The electric constant $\epsilon_0$ was defined as the constant needed to make Gauss's law for electricity and Coulomb's law work for whatever units of length, charge and force you want to choose. When we add a medium, we find it is useful to define the electric displacement vector and a new effective electric constant $\epsilon$ for that medium: $\epsilon$ accounts for the shifting of charge wrought by the electric field and the consequent "reaction field" from the bound charge: so we need to put $\epsilon$ into Gauss's law if we want it to work for the nett charge.

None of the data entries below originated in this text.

PR #4029, opened 2023-09-24
add role badges

connyduck:
This adds support for the new Mastodon 4.2 role badges. Admins can define if a role should be visible in the interface and then we get it delivered by the Api on the `Account` object like this:
```
"roles": [
        {
              "id": "4",
              "name": "TEST",
              "color": "#ffee00"
        }
  ]
```

- keeps compatibility with older Mastodon version and non Mastodon servers
- Took me a while, but I figured out a way to use the color and have it look ok on all backgrounds (Mastodon itself ignores the color and just always uses its brand color)
- falls back to Tusky blue in case no color is configured
- I adjusted the "Follows you" and "Bot" badges so they match the new badge style
- In case the "Follows you" and "Bot" badges are visible at the same time, "Follows you" gets its own line and "Bot" goes into the same line as the role badge.
- Will work even with a lot of role badges (right now users can only have 1 role at once though)
- Will work even when the badges federate (right now they don't)

### DIFF
--- a/app/src/main/java/com/keylesspalace/tusky/components/account/AccountActivity.kt
+++ b/app/src/main/java/com/keylesspalace/tusky/components/account/AccountActivity.kt
@@ -22,9 +22,12 @@ import android.content.Context
 import android.content.Intent
 import android.content.res.ColorStateList
 import android.graphics.Color
+import android.graphics.Typeface
 import android.graphics.drawable.LayerDrawable
 import android.os.Bundle
+import android.text.SpannableStringBuilder
 import android.text.TextWatcher
+import android.text.style.StyleSpan
 import android.view.Menu
 import android.view.MenuInflater
 import android.view.MenuItem
@@ -32,10 +35,12 @@ import android.view.View
 import android.view.ViewGroup
 import androidx.activity.viewModels
 import androidx.annotation.ColorInt
+import androidx.annotation.DrawableRes
 import androidx.annotation.Px
 import androidx.appcompat.app.AlertDialog
 import androidx.appcompat.content.res.AppCompatResources
 import androidx.core.app.ActivityOptionsCompat
+import androidx.core.graphics.ColorUtils
 import androidx.core.view.MenuProvider
 import androidx.core.view.ViewCompat
 import androidx.core.view.WindowCompat
@@ -48,6 +53,7 @@ import androidx.recyclerview.widget.LinearLayoutManager
 import androidx.viewpager2.widget.MarginPageTransformer
 import com.bumptech.glide.Glide
 import com.google.android.material.appbar.AppBarLayout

However, when you get to studying waves, you're putting together the Faraday and Ampère Laws (with Maxwell's "displacement current"): two different equations describing a different phenomenon than simply force and flux from an electric field. You have two first order coupled differential equations, so the speed and propagation constants depend on $\sqrt{\epsilon}$ and $\sqrt{\mu}$, because when you decouple second order equations you get square roots of the constant co-efficients involved in the arguments of the $\exp(i (k z - \omega t))$ basic solutions. If we had discovered waves first and Gauss's law second, we'd probably have defined things differently so that $\sqrt{\epsilon}$ and $\sqrt{\mu}$ were the more fundamental quantities. When you square or square root a complex quantity, you mix the components - that's all there is to it. You might even imagine defining $\epsilon^{\frac{1}{4}}$, $\mu^{\frac{1}{4}}$ as the fundamental quantities: this would be quite acceptable and you'd have squares of the fundamental quantities in Maxwell's equations. You'd still have mixing of real and imaginary components when you wanted to find the attenuation co-efficient. It's simply a matter of what conventions are used.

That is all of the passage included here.